Menyangkal Diri dan Memikul Salib

Markus 8:31-38

Nats khotbah memberi kita suatu perenungan bahwa berjalan bersama Yesus tidak menjamin kenikmatan dunia. Itulah sebabnya menjawab pernyataan orang yang mengatakan, “Aku akan mengikut Engkau kemana saja Engkau pergi,” Yesus berkata dengan keras, “Serigala mempunyai liang dan burung mempunyai sarang, tetapi Anak Manusia tidak mempunyai tempat untuk meletakkan kepalaNya” (Luk 9:58). Meskipun tidak ada jaminan secara duniawi bagi yang mengikut Yesus, tetapi Yesus menolong kita dari penderitaan. Sebab karena dosa kita manusia, Allah menahan rasa dari rasa nyeri. Ungkapan pada ayat 31: harus menanggung banyak penderitaan, dapat diartikan bahwa itu adalah penderitaan yang panjang, dan di dalam penderitaan itu harus ada kesabaran. Pengalaman penderitaan inilah yang diajarkan oleh Yesus kepada murid-muridNya, menderita, ditolak, bahkan dibunuh. Dalam keadaan dunia seperti ini, sulit sekali untuk menerima pemberitaan Firman Tuhan tentang salib dan penderitaan. Maka Petrus pada zamannya pun menolak penderitaan itu, sehingga ia menarik Yesus dari kumpulan itu dan menegornya. Yesus menanggapi sikap tersebut dengan mengatakan, “Enyahlah iblis, sebab engkau bukan memikirkan apa yang dipikirkan Allah, melainkan yang dipikirkan manusia (ay 33b).

Di tengah kehidupan ini banyak orang yang menolak penderitaan, tidak ingin bersama Yesus yang menderita, tetapi mau menerima berkat yang melimpah dari Yesus yang menderita. Bahkan terkadang kita muncul sebagai pembela Tuhan, seperti Petrus. Banyak orang yang menolak ajaran Yesus mengenai penderitaan apalagi harus memikul salib. Itu sebabnya akhir-akhir ini trend bagi warga jemaat mendengar khotbah yang bermuatan kesuksesan, sukacita, teologia yang membawa kepada masa depan yang cemerlang. Ketahanan dan kesabaran mulai memudar dari diri manusia dewasa ini, tidak lagi bertahan dengan yang sulit dicapai, semua ingin serba cepat tidak mau capek lagi. Perkembangan teknologi semakin membuat manusia lebih suka yang instan daripada yang alami.

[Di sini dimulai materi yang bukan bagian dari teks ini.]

PR #154, opened 2017-11-13
PP-2888 Add direct debit payments support

simad:
## WHAT
 - We are introducing a new payment type, Direct Debit, as opposed to Card payments. The create a payment api is transparent to this change, but the internal representation (and the entity returned to the user) is different.
- The `next_url` of a payment is built using a specific connector, dd/cc depending on the payment type. This is inferred by public api by a `token_type` field added to public auth (https://github.com/alphagov/pay-publicauth/pull/66)
 - A few credit card-specific fields have been moved to `CardPayment`. An example is card brand information or settlement summary
 - The current iteration does not support cancel / refund / events links for Direct Debit payments.
 - The inheritance model for `PaymentWithAllLinks` has been changed, it nows uses composition instead of pure inheritance. It _has_ a payment and some links, instead of _extending_ a payment to add links. To maintain backwards compatibility, the `payment` object inside `PaymentWithAllLinks` is unwrapped, its properties are assigned to the top level object
 - Note: TokenPaymentType is a duplicate of the same class in PublicAuth and should be moved to the shared  module repository once we have one


simad:
rebuild

simad:
rebuild

src/main/resources/config/config.yaml
```diff
@@ -17,6 +17,7 @@ logging:
 
 baseUrl: ${PUBLICAPI_BASE}
 connectorUrl: ${CONNECTOR_URL}
```
DanailMinchev: Maybe we should rename:
- `connectorUrl -> connectorCCUrl`
- `CONNECTOR_URL -> CONNECTOR_CC_URL`
as part of clean up or refactoring in the future

DanailMinchev:
LGTM 👍 
Needs rebasing

PauloPortugal:
Awesome work @simad!!!

PR #177, opened 2018-05-22
Pp 3733 pact consumer test

oswaldquek:
## WHAT
A working pact consumer java integration test. It was agreed with @alexbishop1 and @mrlumbu we should make the direct debit payment test use pact. See commit messages for more detail.


oswaldquek:
DO NOT MERGE YET

PR #181, opened 2018-05-25
PP-3676: Added Agreement skeleton resource and entities

georgeracu:
PP-3676 Public API part of create `Agreement`

- Added resource POST `/v1/agreement`
- Added objects for domain model entity and JSON request and response
- Mocked Direct Debit Connector mock that should accept a POST to
`/v1/accounts/{account_id}/agreements`
- Added Pact test instead of e2e


src/main/java/uk/gov/pay/api/exception/mapper/CreateAgreementExceptionMapper.java
```diff
@@ -0,0 +1,39 @@
...
+public class CreateAgreementExceptionMapper implements ExceptionMapper<CreateAgreementException> {
+
+    private static final Logger LOGGER = LoggerFactory.getLogger(CreateAgreementExceptionMapper.class);
+
+    @Override
+    public Response toResponse(CreateAgreementException exception) {
+
+        PaymentError paymentError;
+
+        if (exception.getErrorStatus() == NOT_FOUND.getStatusCode()) {
```
simad: this might look a bit better with a ternary operator ie.
``` 
PaymentError paymentError = exception.getErrorStatus() == NOT_FOUND.getStatusCode() ? 
aPaymentError(CREATE_PAYMENT_ACCOUNT_ERROR) : aPaymentError(CREATE_PAYMENT_CONNECTOR_ERROR)
```

PR #184, opened 2018-06-12
PP-3676 Fixed attribute `value` Swagger error

DanailMinchev:
## WHAT

- When we have space in the name we receive `$ref values must be RFC3986-compliant percent-encoded URIs` error

with @georgeracu


DanailMinchev:
@alexbishop1 yes, we could add `%20`, but we actually decided to go with default behaviour (the name of the class) as described in `io.swagger.annotations.ApiModel#value`  : 
```
    /**
     * Provide an alternative name for the model.
     * <p>
     * By default, the class name is used.
     */
```

PR #185, opened 2018-06-13
Guice publicapi

alexbishop1:
Start using Guice to instantiate objects added to the environment in the `PublicApi` class.

This will make it easier to extract some of the logic in the `*Resource` classes to separate service classes (because we will be able to use Guice to inject their dependencies).

with @heathd

### DIFF
--- a/src/main/java/uk/gov/pay/api/app/config/PublicApiModule.java
+++ b/src/main/java/uk/gov/pay/api/app/config/PublicApiModule.java
@@ -1,0 +1,22 @@
+package uk.gov.pay.api.app.config;
+
+import com.google.inject.AbstractModule;
+import io.dropwizard.setup.Environment;
+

Untuk bisa mengerti dan melakukan kehendak Allah, dapat kita lihat dari perkataan Yesus berikutnya, “Setiap orang yang mau mengikut Aku, harus menyangkal diri, memikul salibnya dan mengikut Aku.” Apa yang dipikirkan Allah tidak seperti yang dipikirkan oleh Petrus yakni Mesias sebagai raja dan mendirikan kerajaanNya sebagai ganti dari kerajaan yang sudah ada saat itu. Di saat dunia mencari mesias politik dan siap memberi kuasa dan wibawa, Allah datang dalam diri Yesus sebagai mesias yang menderita. Tentu Petrus merasa malu dengan kenyataan ini, sehingga mencoba membujuk Yesus untuk undur dari salib. Di sinilah letak kurangnya pemahaman dan pengenalan serta kegagalan mereka untuk mengikut Yesus.

Syarat untuk mengikut Yesus yakni penyangkalan diri, memikul salibnya, dan pengambilan keputusan harus dengan konsekuensi. Bila kita telah rela maka harus melakukan ketiga hal tersebut berarti ikut percaya bukan karena hanya ingin sukses, hanya diberkati. Ikut berarti ada penyangkalan diri, merendahkan hati. Penyangkalan diri merupakan sebuah sikap yang diwujudkan dalam tekad, keinginan, dan keberanian diri untuk tidak lagi hanya menyenangkan diri tetapi sudah siap berkorban bagi orang lain. Hal ini merupakan bentuk dari solidaritas Allah kepada manusia yang kita wujudkan dalam kehidupan bersama kepada orang lain. Hidup bersama Yesus dan melakukan kehendakNya adalah tujuan bersama kita sehingga pada akhirnya hidup kita mampu melakukan yang Tuhan inginkan (bdk Flp 4:8).